- What you are asked to do:
Given the entries below, copy each of them out exactly.

-- Input data follows --

PR #437, opened 2023-10-02
[CORE-627] - Fix daemon panics by delaying daemon start until gRPC service is available

clemire:
The code change to cause daemon panics when daemons fail to respond in a timely fashion has led to an unintended effect: when genesis time is delayed after a node starts, the node will sleep, and the daemon monitoring service will cause a panic.  The root cause of this is unavailability of the cosmos gRPC service - daemons will hang when trying to establish a connection to this service and will never send calls to the daemon server.

This PR delays daemon / daemon service start until after the gRPC service is initilialized.

I implemented with a minimal change by adding a closure function that is called whenever gRPC routes are registered on the gRPC server. Open to other suggestions. This fixes the issue locally and all tests pass.

### DIFF
--- a/protocol/x/prices/keeper/market.go
+++ b/protocol/x/prices/keeper/market.go
@@ -74,17 +74,22 @@ func (k Keeper) CreateMarket(
 	return marketParam, nil
 }
 
-// IsRecentlyAdded returns true if the market was added recently. Since it takes a few seconds for
-// index prices to populate, we would not consider missing index prices for a recently added market
-// to be an error.
-func (k Keeper) IsRecentlyAdded(marketId uint32) bool {
+// IsRecentlyAvailable returns true if the market was recently made available to the pricefeed daemon. A market is
+// considered recently available either if it was recently created, or if the pricefeed daemon was recently started. If
+// an index price does not exist for a recently available market, the protocol does not consider this an error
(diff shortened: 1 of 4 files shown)


protocol/x/prices/keeper/market.go
```diff
@@ -74,17 +74,22 @@ func (k Keeper) CreateMarket(
 	return marketParam, nil
 }
 
-// IsRecentlyAdded returns true if the market was added recently. Since it takes a few seconds for
-// index prices to populate, we would not consider missing index prices for a recently added market
-// to be an error.
-func (k Keeper) IsRecentlyAdded(marketId uint32) bool {
+// IsRecentlyAvailable returns true if the market was recently made available to the pricefeed daemon. A market is
```
clemire, line 77: This method controls when missing index prices are escalated to errors in the logs. When a node starts with a delayed genesis time, the market is created on node start, but prices are still not available until the daemon starts, so this logic was updated to use block height as a proxy for daemon warmup period.

vincentwschau: nit: Can you include the reasoning about the block height being used as a proxy into the comment?

vincentwschau (approved):

lcwik (commented):
LGTM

-- Input data concluded --

- Response:
PR #437, opened 2023-10-02
[CORE-627] - Fix daemon panics by delaying daemon start until gRPC service is available

clemire:
The code change to cause daemon panics when daemons fail to respond in a timely fashion has led to an unintended effect: when genesis time is delayed after a node starts, the node will sleep, and the daemon monitoring service will cause a panic.  The root cause of this is unavailability of the cosmos gRPC service - daemons will hang when trying to establish a connection to this service and will never send calls to the daemon server.

This PR delays daemon / daemon service start until after the gRPC service is initilialized.

I implemented with a minimal change by adding a closure function that is called whenever gRPC routes are registered on the gRPC server. Open to other suggestions. This fixes the issue locally and all tests pass.

### DIFF
--- a/protocol/x/prices/keeper/market.go
+++ b/protocol/x/prices/keeper/market.go
@@ -74,17 +74,22 @@ func (k Keeper) CreateMarket(
 	return marketParam, nil
 }
 
-// IsRecentlyAdded returns true if the market was added recently. Since it takes a few seconds for
-// index prices to populate, we would not consider missing index prices for a recently added market
-// to be an error.
-func (k Keeper) IsRecentlyAdded(marketId uint32) bool {
+// IsRecentlyAvailable returns true if the market was recently made available to the pricefeed daemon. A market is
+// considered recently available either if it was recently created, or if the pricefeed daemon was recently started. If
+// an index price does not exist for a recently available market, the protocol does not consider this an error
(diff shortened: 1 of 4 files shown)


protocol/x/prices/keeper/market.go
```diff
@@ -74,17 +74,22 @@ func (k Keeper) CreateMarket(
 	return marketParam, nil
 }
 
-// IsRecentlyAdded returns true if the market was added recently. Since it takes a few seconds for
-// index prices to populate, we would not consider missing index prices for a recently added market
-// to be an error.
-func (k Keeper) IsRecentlyAdded(marketId uint32) bool {
+// IsRecentlyAvailable returns true if the market was recently made available to the pricefeed daemon. A market is
```
clemire, line 77: This method controls when missing index prices are escalated to errors in the logs. When a node starts with a delayed genesis time, the market is created on node start, but prices are still not available until the daemon starts, so this logic was updated to use block height as a proxy for daemon warmup period.

vincentwschau: nit: Can you include the reasoning about the block height being used as a proxy into the comment?

vincentwschau (approved):

lcwik (commented):
LGTM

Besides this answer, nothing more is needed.